**WHAT IS EXPECTED**
All lines in the material below that hold "think" should be found and copied.

------ EXERCISE DATA

Issue #550, opened 2018-10-04
Eliminate callstack recursion in `write_value_aliases`


sunfishcode:
Cranelift generally avoids using callstack recursion, to avoid stack overflow. This is useful even in IR printing code as it may be called from debugging or logging scenarios. So it would be good to convert `write_value_aliases` in lib/code/src/write.rs to use a `Vec` for a stack.

mominul:
Mentoring instructions please! :smiley:

sunfishcode:
The first step is to familiarize yourself with what `write_value_aliases` does. One way to start here would be to take a look at the testcase filetests/parser/alias.clif. You can run `clif-util cat filetests/parser/alias.clif` to see `write_value_aliases` in action. The %transitive function in that file gives an example of a case that makes use of interesting recursion, because we want to print all the aliases of v0, which includes v1, which is then aliased by v2, which is then aliased by v3, and so on.

Then can look at how it does this. Currently `write_value_aliases` achieves this by calling itself. Notice that when a function calls itself, it's essentially pushing a new frame of the function's variables on the stack, so that when it returns and this frame is popped, it goes back to the previous frame. So what we want to do is convert the local variable state of the function into a struct type that can be stored in a `Vec` so that we can push new entries (replacing the function calling itself) and pop them (analogous to the function returning).

Does that make sense?

sunfishcode:
This is now fixed in #573. I apologize, I didn't notice that that was submitted by someone else. Let me know if there are any areas you're interested in working on that I can help mentor with!

mominul:
:heart:

PR #573, opened 2018-10-28
use iterative rather than recursive method for following aliases

Giesch:
* this avoids consuming stack via plain recursive calls

addresses #550 

I feel like there's probably a more idiomatic way to do this, but factoring out the for loop seemed like it'd have to be verbose b/c of borrowing the vec.

Should there be a unit test for this fn or is the write::tests::aliases test enough?

### DIFF
--- a/lib/codegen/src/write.rs
+++ b/lib/codegen/src/write.rs
@@ -283,10 +283,21 @@ fn write_value_aliases(
     target: Value,
     indent: usize,
 ) -> fmt::Result {
+    let mut todo_stack = vec![];
+
     for &a in &aliases[target] {
         writeln!(w, "{1:0$}{2} -> {3}", indent, "", a, target)?;
-        write_value_aliases(w, aliases, a, indent)?;
+        todo_stack.push(a);
     }
+
+    while !todo_stack.is_empty() {
+        let target = todo_stack.pop().unwrap();
+        for &a in &aliases[target] {
+            writeln!(w, "{1:0$}{2} -> {3}", indent, "", a, target)?;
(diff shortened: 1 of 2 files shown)


lachlansneff:
I curious whether the original, recursive version of this has better or worse performance. I have a hunch that the cache locality characteristics of the call stack would do better than the that of a vector. I could be wrong though.

lib/codegen/src/write.rs
```diff
@@ -283,10 +283,21 @@ fn write_value_aliases(
     target: Value,
     indent: usize,
 ) -> fmt::Result {
+    let mut todo_stack = vec![];
```
bjorn3: Cleaner version:

```rust
    let mut todo_stack = vec![target];
    while let Some(target) = todo_stack.pop() {
        for &a in &aliases[target] {
            writeln!(w, "{1:0$}{2} -> {3}", indent, "", a, target)?;
            todo_stack.push(a);
        }
    }

    Ok(())
```

Giesch:
Using easybench, it looks like it's pretty close. I don't know how accurate that is for cache related things.

With this test:
https://github.com/Giesch/cranelift/commit/7697d2daf9de24b1a2a2083fcede9d3f455a52a8

running:
```cargo test --release tests::bench_recursive --manifest-path lib/codegen/Cargo.toml -- --nocapture```

I get:
```original: 991us 610ns (R²=1.000, 789 iterations in 45 samples)```
```new: 932us 313ns (R²=1.000, 789 iterations in 45 samples)```

Setting n = 10_000 with the original version also blows the stack for me.

PR #575, opened 2018-10-29
Make regalloc visit fallthrough_return instructions.

sunfishcode:
Add an explicit "is_ghost" property to selected instructions, and use
that to determine whether reload and coloring should visit instructions.
This allows them to visit fallthrough_return instructions and insert
fills and register moves as needed.

### DIFF
--- a/lib/codegen/meta-python/cdsl/instructions.py
+++ b/lib/codegen/meta-python/cdsl/instructions.py
@@ -92,6 +92,7 @@ class Instruction(object):
     :param is_indirect_branch: This is an indirect branch instruction.
     :param is_call: This is a call instruction.
     :param is_return: This is a return instruction.
+    :param is_ghost: This is a ghost instruction.
     :param can_trap: This instruction can trap.
     :param can_load: This instruction can load from memory.
     :param can_store: This instruction can store to memory.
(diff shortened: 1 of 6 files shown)


lib/codegen/meta-python/cdsl/instructions.py
```diff
@@ -108,6 +109,7 @@ class Instruction(object):
             'True for all indirect branch or jump instructions.',
             'is_call': 'Is this a call instruction?',
             'is_return': 'Is this a return instruction?',
+            'is_ghost': 'Is this a ghost instruction?',
```
bnjbvr: It'd be nice to precise what it means: my understanding is that it's an instruction with an illegal encoding that should not be visited by register allocation. (fallthrough_return has an illegal encoding but must be visited -- are there any other ones like fallthrough_return?)

bnjbvr:
Also, please update the commit message so it doesn't include "unreachable_return" anymore :). Thanks!

sunfishcode:
Yes, your understanding is exactly correct.

sunfishcode:
Ok, I've now updated the commit message, added a verifier check that ghost instructions don't have an encoding, and added better comments explaining what ghost instructions are.

bnjbvr:
Great, thanks!

PR #576, opened 2018-10-29
When lowering br_table to branches, delete the old jump tables.

sunfishcode:
This prevents codegen from emitting unused readonly data.


lib/codegen/src/legalizer/mod.rs
```diff
@@ -110,6 +110,11 @@ pub fn legalize_function(func: &mut ir::Function, cfg: &mut ControlFlowGraph, is
             }
         }
     }
+
+    // Now that we've lowered all br_tables, we don't need the jump tables anymore.
+    if !isa.flags().jump_tables_enabled() {
+        pos.func.jump_tables.clear();
```
bnjbvr: Correct me if I'm wrong, but regalloc happens after legalization, and `is_live_on_outgoing_edge` in coloring.rs uses the `func.jump_tables` information even if jump tables aren't enabled (`analyze_branch` in this code can find a `BranchTable` instruction). So this doesn't seem safe to do?

Instead, could we just not emit the readonly table data if jump tables are disabled?

bnjbvr: It seems the branch relaxation pass uses this information too

sunfishcode: When jump tables are disabled, we lower all br_tables into sequences of conditional branches, such that no `BranchTable` instructions remain after legalization.

bnjbvr: Ah right, I didn't see the `remove_inst()` call in this function (and/or thought it was applying to some other instructions that was inserted in the meanwhile, but no, the position remains the same after the creation of the cursor). Interestingly, even the other function (that expands to a jump table) removes the `BranchTable` one after usage (replacing it with BranchTableBase/BranchTableEntry/IndirectJump, as one could expect).

bnjbvr: So this makes me think the code I mentioned in the first comment is unreachable. If I cause the code to panic in this branch, all the tests keep on passing, but I'm not sure our test coverage makes it so that we can be confident that it's actually unreachable; will wait for the next SM update to confirm. Anyway, we can do this later.

bnjbvr:
LGTM, thanks!

PR #577, opened 2018-10-29
Make `FuncEnvironment::return_mode()` default to `NormalReturns`.

sunfishcode:
`NormalReturns` is what we expect most users will normally want.


bnjbvr:
Makes sense, thanks!

PR #579, opened 2018-10-29
Split the default edge of a br_table.

sunfishcode:
When splitting critical edges for a br_table to handle arguments being
passed, split the default edge along with the normal table edges.


bnjbvr:
Makes sense, thanks!

PR #581, opened 2018-10-29
Use `Display` rather than having an explicit `name()` function for types.

sunfishcode:
This is more idiomatic Rust.


bnjbvr:
Sweet, thanks.

PR #585, opened 2018-11-01
Prefix verifier errors with ;

JoeHowarth:
extract arrow drawing code into helper
print ; at beginning of line followed by arrow and error body

### DIFF
--- a/lib/codegen/src/print_errors.rs
+++ b/lib/codegen/src/print_errors.rs
@@ -29,7 +29,8 @@ pub fn pretty_verifier_error<'a>(
         &mut w,
         func,
         isa,
-    ).unwrap();
+    )
+    .unwrap();
     w
 }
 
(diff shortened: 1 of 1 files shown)


lib/codegen/src/print_errors.rs
```diff
@@ -152,6 +144,16 @@ fn pretty_preamble_error(
     Ok(())
 }
 
+/// prints ^~~~~~ verifier [ERROR BODY]
+fn print_error(w: &mut Write, indent: usize, s: String, err: VerifierError) -> fmt::Result {
+    write!(w, ";{1:0$}^", indent - 1, "")?;
```
sunfishcode: I don't think the indent is ever zero in the current verifier, so it's fine to not support that, but it'd be good to have an assert checking that.

lib/codegen/src/print_errors.rs
```diff
@@ -152,6 +144,16 @@ fn pretty_preamble_error(
     Ok(())
 }
 
+/// prints ^~~~~~ verifier [ERROR BODY]
```
sunfishcode: Minor style nit: Please capitalize sentence-like comments.

sunfishcode:
Cool, thanks!

PR #590, opened 2018-11-08
Renamings

bnjbvr:
This removes one warning seen when compiling on Linux, and renames `fixed_results / fixed_value_arguments` to the same names prefixed with `num_` to make clear they return a number (and not a slice/array of what they describe).


sunfishcode:
Makes sense!

PR #592, opened 2018-11-08
Build: Introduce a TargetIsaBuilder to better encapsulate the TargetIsa

bnjbvr:
It was the caller's responsibility to call TargetIsa::check() before;
now one can't manipulate a TargetIsa without calling the
TargetIsaBuilder::finish() method, which is less error-prone and more in
line with what's coming for other things we're going to generate in the
meta crate.

(SettingGroup will require a similar finish() method that computes the layout of the byte vector, for instance)


bnjbvr:
Sorry for the churn, found a way to make this even better by splitting the construction of the RegClass in two parts. No more awkward passing of the `TargetIsa` to the `RegClass` ctors anymore! That's how it should have been in the first place.

bnjbvr:
Sneaking an extra commit that removes dead code in the Python code generator and translates Python assertions that were there to Rust.

PR #593, opened 2018-11-09
Fix bit count bug in emit_small_{memcpy, memset}.

Aaronepower:
Also moved creating the `int_type` in `emit_small_memcpy` from outside the loop.

### DIFF
--- a/lib/frontend/src/frontend.rs
+++ b/lib/frontend/src/frontend.rs
@@ -605,12 +605,12 @@ impl<'a> FunctionBuilder<'a> {
             return;
         }
 
+        let int_type = Type::int((access_size * 8) as u16).unwrap();
         let mut flags = MemFlags::new();
         flags.set_aligned();
 
         for i in 0..load_and_store_amount {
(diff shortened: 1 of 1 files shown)


lib/frontend/src/frontend.rs
```diff
@@ -605,12 +605,12 @@ impl<'a> FunctionBuilder<'a> {
             return;
         }
 
+        let int_type = Type::int((access_size * 8) as u16).unwrap();
```
bnjbvr: Light suggestion: should we rename `size` and `access_size` to `byte_size` and `access_byte_size` to make this clearer? (maybe for callers of `emit_small_memcpy` too)

sunfishcode: I'm sympathetic, but my sense is it's not super important in this context, because the memcpy/memset/etc. interfaces are pretty well known.

Aaronepower:
@sunfishcode Okay I've added the test.

sunfishcode:
Cool, thanks!

PR #594, opened 2018-11-09
Make spilling visit fallthrough_return instructions too.

sunfishcode:
This is a followup to af2a952aabd82cf401cc664d0262b139ff92d86b. It
teaches the spilling pass to use the is_ghost() property to test whether
to visit instructions. This fixes a bug handling multiple return values
with fallthrough_return.


bnjbvr:
Makes sense, thanks!

PR #598, opened 2018-11-12
Licm fixes

sunfishcode:
This fixes 2 bugs in the LICM pass, fixing the problem reported [here](https://github.com/bjorn3/rustc_codegen_cranelift/issues/133#issuecomment-437687747).

LICM wasn't creating dedicated preheader blocks in the case where the existing preheader has other successors, and when LICM creates a preheader, it wasn't assigning an encoding.


lib/codegen/src/licm.rs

------------

**TASK RESPONSE**
bnjbvr: So this makes me think the code I mentioned in the first comment is unreachable. If I cause the code to panic in this branch, all the tests keep on passing, but I'm not sure our test coverage makes it so that we can be confident that it's actually unreachable; will wait for the next SM update to confirm. Anyway, we can do this later.
sunfishcode: I don't think the indent is ever zero in the current verifier, so it's fine to not support that, but it'd be good to have an assert checking that.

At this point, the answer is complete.